### Your objective:
Which lines in the data below contain the word "tables"? Return each of them.

Top of Given data

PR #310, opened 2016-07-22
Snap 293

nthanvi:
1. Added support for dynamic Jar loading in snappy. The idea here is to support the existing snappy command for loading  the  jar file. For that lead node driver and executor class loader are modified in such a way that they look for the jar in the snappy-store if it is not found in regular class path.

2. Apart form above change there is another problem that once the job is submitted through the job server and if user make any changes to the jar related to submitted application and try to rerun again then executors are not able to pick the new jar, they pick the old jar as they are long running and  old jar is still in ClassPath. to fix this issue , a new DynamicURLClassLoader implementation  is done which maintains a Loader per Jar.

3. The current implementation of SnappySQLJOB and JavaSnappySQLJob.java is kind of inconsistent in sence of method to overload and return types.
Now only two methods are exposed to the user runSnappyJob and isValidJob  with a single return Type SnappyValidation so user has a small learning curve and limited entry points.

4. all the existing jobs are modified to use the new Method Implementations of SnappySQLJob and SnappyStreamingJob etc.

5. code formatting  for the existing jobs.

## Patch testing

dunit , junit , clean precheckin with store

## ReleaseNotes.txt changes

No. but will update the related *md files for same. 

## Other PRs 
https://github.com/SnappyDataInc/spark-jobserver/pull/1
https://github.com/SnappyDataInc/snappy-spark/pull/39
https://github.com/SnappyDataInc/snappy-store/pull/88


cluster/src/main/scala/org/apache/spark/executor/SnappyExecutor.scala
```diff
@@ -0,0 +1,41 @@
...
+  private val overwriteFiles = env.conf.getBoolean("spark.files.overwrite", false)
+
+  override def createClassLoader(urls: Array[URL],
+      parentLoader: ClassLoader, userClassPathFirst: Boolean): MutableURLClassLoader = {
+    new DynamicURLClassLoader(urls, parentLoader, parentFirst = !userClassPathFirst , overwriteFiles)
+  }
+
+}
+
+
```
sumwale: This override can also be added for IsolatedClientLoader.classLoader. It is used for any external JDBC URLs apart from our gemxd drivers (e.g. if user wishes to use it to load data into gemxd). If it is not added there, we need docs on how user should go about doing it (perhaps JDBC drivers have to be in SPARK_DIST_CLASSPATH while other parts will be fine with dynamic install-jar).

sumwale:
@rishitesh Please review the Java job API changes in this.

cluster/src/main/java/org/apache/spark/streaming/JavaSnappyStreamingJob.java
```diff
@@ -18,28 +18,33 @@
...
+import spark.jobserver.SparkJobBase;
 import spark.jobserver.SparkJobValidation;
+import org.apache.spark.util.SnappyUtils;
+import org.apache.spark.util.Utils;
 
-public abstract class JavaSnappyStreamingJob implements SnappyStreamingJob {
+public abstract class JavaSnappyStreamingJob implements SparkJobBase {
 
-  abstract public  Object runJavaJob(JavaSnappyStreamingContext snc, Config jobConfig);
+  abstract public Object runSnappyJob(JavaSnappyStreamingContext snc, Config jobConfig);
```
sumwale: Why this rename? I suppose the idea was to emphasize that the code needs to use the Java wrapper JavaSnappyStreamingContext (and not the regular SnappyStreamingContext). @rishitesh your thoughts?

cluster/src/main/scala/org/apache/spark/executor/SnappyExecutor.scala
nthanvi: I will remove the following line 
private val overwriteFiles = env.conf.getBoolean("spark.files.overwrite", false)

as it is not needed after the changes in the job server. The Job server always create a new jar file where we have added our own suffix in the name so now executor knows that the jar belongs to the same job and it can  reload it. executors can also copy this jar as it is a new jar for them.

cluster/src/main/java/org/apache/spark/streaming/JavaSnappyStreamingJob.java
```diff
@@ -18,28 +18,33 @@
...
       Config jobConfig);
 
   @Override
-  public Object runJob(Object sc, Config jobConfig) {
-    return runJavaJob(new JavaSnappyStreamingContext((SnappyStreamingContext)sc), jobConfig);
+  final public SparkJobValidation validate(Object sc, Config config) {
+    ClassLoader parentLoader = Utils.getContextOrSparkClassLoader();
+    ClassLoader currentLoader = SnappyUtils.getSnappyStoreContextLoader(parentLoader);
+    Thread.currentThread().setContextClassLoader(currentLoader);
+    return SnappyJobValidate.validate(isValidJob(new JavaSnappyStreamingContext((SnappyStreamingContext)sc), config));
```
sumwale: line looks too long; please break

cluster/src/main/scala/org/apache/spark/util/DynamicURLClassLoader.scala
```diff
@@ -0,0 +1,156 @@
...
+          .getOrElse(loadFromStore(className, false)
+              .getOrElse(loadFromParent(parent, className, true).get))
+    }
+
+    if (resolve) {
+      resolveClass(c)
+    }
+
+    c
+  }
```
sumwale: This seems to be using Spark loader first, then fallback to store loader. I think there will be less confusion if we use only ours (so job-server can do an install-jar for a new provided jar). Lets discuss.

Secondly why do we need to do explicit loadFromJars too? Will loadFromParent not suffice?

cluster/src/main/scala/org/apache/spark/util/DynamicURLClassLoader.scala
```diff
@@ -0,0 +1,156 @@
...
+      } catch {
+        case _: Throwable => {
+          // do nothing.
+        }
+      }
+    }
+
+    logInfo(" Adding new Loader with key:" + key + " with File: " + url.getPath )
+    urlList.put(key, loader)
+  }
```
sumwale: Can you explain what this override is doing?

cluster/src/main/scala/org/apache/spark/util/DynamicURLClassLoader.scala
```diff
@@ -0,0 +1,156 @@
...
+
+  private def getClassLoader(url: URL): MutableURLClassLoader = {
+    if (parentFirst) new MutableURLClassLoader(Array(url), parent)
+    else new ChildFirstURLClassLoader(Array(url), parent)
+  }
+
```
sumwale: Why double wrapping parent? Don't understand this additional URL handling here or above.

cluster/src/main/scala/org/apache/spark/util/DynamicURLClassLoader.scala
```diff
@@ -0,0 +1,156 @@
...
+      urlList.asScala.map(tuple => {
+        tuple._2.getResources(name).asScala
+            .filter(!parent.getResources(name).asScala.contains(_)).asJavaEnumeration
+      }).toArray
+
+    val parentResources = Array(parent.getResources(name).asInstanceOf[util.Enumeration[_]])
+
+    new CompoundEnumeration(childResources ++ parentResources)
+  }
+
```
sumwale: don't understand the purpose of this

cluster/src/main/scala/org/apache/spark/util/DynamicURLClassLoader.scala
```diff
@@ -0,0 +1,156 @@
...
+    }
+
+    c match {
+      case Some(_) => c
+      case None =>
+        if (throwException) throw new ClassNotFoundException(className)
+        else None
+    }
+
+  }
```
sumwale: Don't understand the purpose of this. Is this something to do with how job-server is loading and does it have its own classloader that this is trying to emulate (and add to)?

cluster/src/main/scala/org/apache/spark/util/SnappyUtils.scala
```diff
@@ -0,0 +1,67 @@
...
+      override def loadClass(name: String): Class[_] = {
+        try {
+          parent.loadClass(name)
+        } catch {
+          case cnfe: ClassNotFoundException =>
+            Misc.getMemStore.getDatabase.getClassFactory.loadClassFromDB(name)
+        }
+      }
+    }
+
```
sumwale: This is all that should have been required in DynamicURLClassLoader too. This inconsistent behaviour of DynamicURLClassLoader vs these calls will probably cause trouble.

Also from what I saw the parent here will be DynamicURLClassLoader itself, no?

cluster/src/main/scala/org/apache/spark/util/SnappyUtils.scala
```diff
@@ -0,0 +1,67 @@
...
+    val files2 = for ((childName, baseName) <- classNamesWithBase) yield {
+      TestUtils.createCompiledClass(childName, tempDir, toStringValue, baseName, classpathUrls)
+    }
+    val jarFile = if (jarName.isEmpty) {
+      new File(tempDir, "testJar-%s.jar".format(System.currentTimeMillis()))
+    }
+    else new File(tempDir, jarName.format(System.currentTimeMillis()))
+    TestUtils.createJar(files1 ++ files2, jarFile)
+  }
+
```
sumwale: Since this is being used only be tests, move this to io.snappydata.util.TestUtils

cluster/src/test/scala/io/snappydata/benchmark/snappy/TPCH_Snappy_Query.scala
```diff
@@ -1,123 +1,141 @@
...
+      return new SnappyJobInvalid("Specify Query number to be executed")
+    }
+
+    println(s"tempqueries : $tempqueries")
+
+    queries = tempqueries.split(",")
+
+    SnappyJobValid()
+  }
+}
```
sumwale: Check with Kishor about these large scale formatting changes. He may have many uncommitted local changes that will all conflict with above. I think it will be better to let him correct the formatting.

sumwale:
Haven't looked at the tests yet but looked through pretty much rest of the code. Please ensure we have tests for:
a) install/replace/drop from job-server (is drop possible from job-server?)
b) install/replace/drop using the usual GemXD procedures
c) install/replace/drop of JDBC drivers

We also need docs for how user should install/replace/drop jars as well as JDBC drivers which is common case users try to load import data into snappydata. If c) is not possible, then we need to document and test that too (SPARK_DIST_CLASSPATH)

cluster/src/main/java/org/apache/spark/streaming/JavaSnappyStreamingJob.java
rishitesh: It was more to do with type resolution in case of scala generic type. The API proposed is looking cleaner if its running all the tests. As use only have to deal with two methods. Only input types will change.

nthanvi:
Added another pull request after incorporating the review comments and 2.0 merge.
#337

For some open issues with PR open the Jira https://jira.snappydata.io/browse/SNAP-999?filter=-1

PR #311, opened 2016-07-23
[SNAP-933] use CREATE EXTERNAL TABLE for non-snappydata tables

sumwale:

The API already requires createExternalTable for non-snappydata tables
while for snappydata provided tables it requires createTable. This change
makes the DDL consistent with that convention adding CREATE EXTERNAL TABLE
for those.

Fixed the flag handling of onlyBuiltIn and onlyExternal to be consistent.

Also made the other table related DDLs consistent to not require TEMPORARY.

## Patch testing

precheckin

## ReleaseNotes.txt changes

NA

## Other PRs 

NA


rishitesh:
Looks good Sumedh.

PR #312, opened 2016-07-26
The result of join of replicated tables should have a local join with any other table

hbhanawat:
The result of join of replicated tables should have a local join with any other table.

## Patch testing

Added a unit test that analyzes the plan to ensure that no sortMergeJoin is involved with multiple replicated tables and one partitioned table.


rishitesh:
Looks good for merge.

Bottom of Given data
Top of Given data

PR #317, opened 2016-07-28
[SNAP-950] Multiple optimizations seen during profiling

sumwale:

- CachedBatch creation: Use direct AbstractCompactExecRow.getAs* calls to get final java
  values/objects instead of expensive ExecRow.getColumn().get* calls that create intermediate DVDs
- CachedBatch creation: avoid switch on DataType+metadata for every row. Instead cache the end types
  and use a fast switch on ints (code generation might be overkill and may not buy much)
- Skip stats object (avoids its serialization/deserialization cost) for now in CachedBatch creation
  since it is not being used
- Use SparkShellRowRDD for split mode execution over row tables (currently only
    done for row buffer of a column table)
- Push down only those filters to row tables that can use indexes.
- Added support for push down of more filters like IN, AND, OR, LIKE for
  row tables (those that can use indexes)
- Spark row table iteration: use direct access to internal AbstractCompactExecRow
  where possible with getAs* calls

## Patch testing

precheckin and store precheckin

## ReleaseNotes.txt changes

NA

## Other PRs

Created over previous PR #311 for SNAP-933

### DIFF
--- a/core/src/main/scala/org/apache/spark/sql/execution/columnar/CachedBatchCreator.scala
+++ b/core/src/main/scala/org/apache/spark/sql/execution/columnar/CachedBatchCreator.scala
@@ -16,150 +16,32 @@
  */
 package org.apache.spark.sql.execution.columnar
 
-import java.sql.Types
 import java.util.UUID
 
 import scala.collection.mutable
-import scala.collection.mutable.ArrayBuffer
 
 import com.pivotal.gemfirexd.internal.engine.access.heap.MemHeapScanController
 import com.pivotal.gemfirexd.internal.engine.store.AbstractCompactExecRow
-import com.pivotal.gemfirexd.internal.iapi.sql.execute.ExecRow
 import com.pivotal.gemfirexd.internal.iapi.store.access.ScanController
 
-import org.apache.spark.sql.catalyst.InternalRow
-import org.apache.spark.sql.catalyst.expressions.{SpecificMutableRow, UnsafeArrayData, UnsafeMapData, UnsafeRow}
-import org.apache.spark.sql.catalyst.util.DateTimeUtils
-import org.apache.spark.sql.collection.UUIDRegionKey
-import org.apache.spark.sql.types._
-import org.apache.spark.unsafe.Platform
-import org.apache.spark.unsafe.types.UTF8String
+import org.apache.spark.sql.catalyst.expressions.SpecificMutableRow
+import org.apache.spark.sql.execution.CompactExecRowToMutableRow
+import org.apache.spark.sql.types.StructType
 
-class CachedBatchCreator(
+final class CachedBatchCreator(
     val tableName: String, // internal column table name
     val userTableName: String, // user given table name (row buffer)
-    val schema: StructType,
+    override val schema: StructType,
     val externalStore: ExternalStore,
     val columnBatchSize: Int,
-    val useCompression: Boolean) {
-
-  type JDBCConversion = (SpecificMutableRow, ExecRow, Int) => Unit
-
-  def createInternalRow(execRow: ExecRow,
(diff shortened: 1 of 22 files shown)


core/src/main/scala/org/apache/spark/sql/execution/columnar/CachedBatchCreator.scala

Bottom of Given data
Top of Given data

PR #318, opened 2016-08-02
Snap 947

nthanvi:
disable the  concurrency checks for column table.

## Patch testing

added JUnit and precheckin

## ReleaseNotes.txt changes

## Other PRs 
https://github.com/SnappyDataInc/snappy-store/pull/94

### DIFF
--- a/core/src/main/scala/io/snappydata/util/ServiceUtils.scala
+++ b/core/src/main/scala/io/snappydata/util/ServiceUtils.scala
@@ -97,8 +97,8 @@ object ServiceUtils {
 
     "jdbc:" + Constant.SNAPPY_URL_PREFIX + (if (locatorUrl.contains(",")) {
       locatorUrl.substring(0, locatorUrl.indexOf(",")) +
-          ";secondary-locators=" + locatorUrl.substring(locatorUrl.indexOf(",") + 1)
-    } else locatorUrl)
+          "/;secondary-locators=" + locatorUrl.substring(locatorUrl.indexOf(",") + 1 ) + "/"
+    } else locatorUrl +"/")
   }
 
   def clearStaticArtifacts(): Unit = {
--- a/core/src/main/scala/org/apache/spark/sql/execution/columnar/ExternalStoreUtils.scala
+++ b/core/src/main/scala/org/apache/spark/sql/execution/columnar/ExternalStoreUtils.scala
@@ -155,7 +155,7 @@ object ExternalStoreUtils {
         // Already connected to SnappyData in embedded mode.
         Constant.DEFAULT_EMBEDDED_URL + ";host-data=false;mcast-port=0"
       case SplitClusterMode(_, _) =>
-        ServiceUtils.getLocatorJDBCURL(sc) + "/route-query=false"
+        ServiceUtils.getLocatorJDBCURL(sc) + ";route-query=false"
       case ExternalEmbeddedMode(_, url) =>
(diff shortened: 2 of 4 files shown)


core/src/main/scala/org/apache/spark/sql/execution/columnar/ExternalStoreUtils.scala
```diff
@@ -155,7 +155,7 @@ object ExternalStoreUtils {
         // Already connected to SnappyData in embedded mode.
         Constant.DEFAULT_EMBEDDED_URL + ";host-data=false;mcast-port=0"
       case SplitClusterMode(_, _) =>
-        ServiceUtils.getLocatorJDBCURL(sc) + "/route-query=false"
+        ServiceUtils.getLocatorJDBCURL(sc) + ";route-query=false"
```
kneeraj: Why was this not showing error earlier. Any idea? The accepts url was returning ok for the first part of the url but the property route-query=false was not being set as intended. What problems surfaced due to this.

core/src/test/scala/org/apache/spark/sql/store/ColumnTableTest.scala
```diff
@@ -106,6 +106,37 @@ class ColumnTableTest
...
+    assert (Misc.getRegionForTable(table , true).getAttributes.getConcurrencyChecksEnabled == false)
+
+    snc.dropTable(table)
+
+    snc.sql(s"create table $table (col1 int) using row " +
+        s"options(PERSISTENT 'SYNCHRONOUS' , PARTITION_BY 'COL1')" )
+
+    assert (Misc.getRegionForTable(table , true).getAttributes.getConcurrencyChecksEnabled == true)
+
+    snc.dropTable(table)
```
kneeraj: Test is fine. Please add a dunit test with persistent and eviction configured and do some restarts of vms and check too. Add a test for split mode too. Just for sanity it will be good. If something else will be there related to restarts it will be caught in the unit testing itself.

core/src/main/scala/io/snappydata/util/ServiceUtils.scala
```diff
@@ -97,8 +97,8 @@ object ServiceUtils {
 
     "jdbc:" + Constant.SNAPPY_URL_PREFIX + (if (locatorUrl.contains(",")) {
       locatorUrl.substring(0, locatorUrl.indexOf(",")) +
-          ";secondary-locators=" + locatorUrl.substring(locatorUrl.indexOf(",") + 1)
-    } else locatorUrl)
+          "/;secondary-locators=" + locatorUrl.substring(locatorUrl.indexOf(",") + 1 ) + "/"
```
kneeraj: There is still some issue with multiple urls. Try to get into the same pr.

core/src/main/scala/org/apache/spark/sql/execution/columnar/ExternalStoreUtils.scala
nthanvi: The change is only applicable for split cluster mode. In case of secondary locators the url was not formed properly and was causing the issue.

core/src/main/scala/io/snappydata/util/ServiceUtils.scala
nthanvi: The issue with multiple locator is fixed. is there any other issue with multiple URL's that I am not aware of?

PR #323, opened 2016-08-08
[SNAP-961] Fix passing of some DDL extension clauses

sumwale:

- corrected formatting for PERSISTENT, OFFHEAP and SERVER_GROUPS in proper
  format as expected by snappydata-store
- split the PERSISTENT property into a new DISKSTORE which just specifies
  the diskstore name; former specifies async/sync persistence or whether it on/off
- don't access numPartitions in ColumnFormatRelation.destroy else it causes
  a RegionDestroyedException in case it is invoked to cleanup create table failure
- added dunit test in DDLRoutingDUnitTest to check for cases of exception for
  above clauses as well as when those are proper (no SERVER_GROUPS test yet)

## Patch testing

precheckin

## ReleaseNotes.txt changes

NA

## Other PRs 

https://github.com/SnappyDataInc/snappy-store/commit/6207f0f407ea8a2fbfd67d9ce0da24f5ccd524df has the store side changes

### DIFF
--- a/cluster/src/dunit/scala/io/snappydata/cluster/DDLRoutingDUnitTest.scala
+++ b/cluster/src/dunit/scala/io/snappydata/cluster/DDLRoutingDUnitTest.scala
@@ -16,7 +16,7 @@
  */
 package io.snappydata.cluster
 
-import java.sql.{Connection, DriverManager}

Bottom of Given data

### Solved exercise:
[SNAP-933] use CREATE EXTERNAL TABLE for non-snappydata tables
The API already requires createExternalTable for non-snappydata tables
while for snappydata provided tables it requires createTable. This change
The result of join of replicated tables should have a local join with any other table
The result of join of replicated tables should have a local join with any other table.
Added a unit test that analyzes the plan to ensure that no sortMergeJoin is involved with multiple replicated tables and one partitioned table.
- Use SparkShellRowRDD for split mode execution over row tables (currently only
- Push down only those filters to row tables that can use indexes.
  row tables (those that can use indexes)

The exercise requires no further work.